Bristol-Myers Squibb Co. (BMY), the only drugmaker among the top 12 to decline in trading this year, reported sales and earnings trailed analyst estimates after revenue from its top medicine vanished to generic competition.
The third-quarter net loss attributable to Bristol-Myers was $711 million, or 43 cents a share, the New York-based company said today in a statement. The loss included a $1.83 billion charge for the failure of a hepatitis C drug. Excluding the charge, profit was 41 cents a share, 1 cent below the average of 16 analyst estimates compiled by Bloomberg.
The drugmaker has been trying to manage the loss of Plavix, its anti-stroke medicine that sold $7.09 billion last year, by acquiring and developing therapies to diversify its portfolio. That effort was set back with the failure of the hepatitis C drug and when regulators delayed approval of Eliquis, a blood thinner being developed with Pfizer Inc.
“Bristol-Myers Squibb faced challenges in the third quarter,” said Chief Executive Officer Lamberto Andreotti said in the statement “We remain strong and well-positioned for future success.”
Sales fell 30 percent to $3.74 billion, 6.3 percent less than analyst projections. Revenue for Plavix dropped 96 percent to $64 million in the first full quarter of generic competition after losing its patent protection in May.
“Plavix was a big part,” said Mark Schoenebaum, an analyst with an analyst with International Strategies and Investment Group in New York. He also said the company’s sales of its virology drugs had underperformed outside the U.S.

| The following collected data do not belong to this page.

PR #1728, opened 2024-12-09
add pnpm i to the the pre build checks

stefan-kracht:
## Description

When someone modifies the package.json and forgets to do a pnpm install or does not push the changes from the pnpm-lock.yaml, this should be treated as an error in our ci.

Or in other words, when our CI/CD pipeline is green, we should be sure that all packages from the packages.json are reflected in the pnpm-lock.yaml.

## Checklist

## Checklist Internal

- [ ] Has the PR been labeled

### DIFF
--- a/ui/package.json
+++ b/ui/package.json
@@ -105,6 +105,7 @@
     "check:lint": "eslint . --ext .js,.jsx,.ts,.tsx --max-warnings 0 --report-unused-disable-directives --cache",
     "check:types": "tsc --tsBuildInfoFile .tsbuildinfo --incremental",
     "check:prettier": "prettier --check './{src,test,e2e}/**/*.{js,jsx,ts,tsx,json,scss,css}' --cache",
+    "check:deps": "pnpm install --frozen-lockfile",
     "check:test": "vitest run",
     "e2e:headless": "pnpm exec playwright test --project \"chromium\" --project \"firefox\"",
     "e2e:headless-chromium-only": "pnpm exec playwright test --project \"chromium\"  --reporter=line",


goranchristian:
I updated the package.json with the _dayjs_ dependancy without runninng `pnpm install`. Running `pnpm run check` gives a an error as expected.

Just to try I pushed these changes, but the CI/CD pipeline turned green on all tests. I reverted the again after this. From what I understand that test is supposed to fail as well?

goranchristian (commented):
I updated the package.json with the dayjs dependancy without runninng pnpm install. Running pnpm run check gives a an error as expected.

Just to try I pushed these changes, but the CI/CD pipeline turned green on all tests. I reverted the change again after this. From what I understand that test is supposed to fail as well?

stefan-kracht:
> I updated the package.json with the dayjs dependancy without runninng pnpm install. Running pnpm run check gives a an error as expected.
> 
> Just to try I pushed these changes, but the CI/CD pipeline turned green on all tests. I reverted the change again after this. From what I understand that test is supposed to fail as well?

Thanks for testing it, I should have done that as well :) Will investigate

Dockerfile
```diff
@@ -23,7 +23,7 @@ WORKDIR /app
 COPY ui/package.json .
 COPY ui/pnpm-lock.yaml .
 
-RUN pnpm install
+RUN pnpm install --frozen-lockfile
```
stefan-kracht, line 26: The problem was in the Dockerfile. It does `pnpm install`  as the first step so it will already modify the lockfile and when the checks are running a bit later it will not detect any further changes. [Now it fails as it should](https://github.com/direktiv/direktiv/actions/runs/12235432866/job/34126820601?pr=1728).

goranchristian (approved):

Bristol-Myers will try to resuscitate one drug that was rejected by the U.S. Food and Drug Administration earlier this year, the company said. It plans to re-file an application for its diabetes drug dapagliflozin, to be sold as Forxiga.
“We believe the FDA is willing to reconsider the benefit- risk of this drug,” Elliott Sigal, the company’s chief scientific officer, said on a conference call discussing the third-quarter results. The drug will likely go before an FDA advisory panel and need about six months for review after the application is turned in next year.
The delay may allow Johnson & Johnson to take the lead in in getting a new drug to market in the class, known as SGLT2 inhibitors, said Seamus Fernandez, a Leerink Swann & Co. analyst.
“They kind of lost pole position versus J&J,” he said in a telephone interview. Eli Lilly also has a drug in development. “It’s going to be a much more competitive market.”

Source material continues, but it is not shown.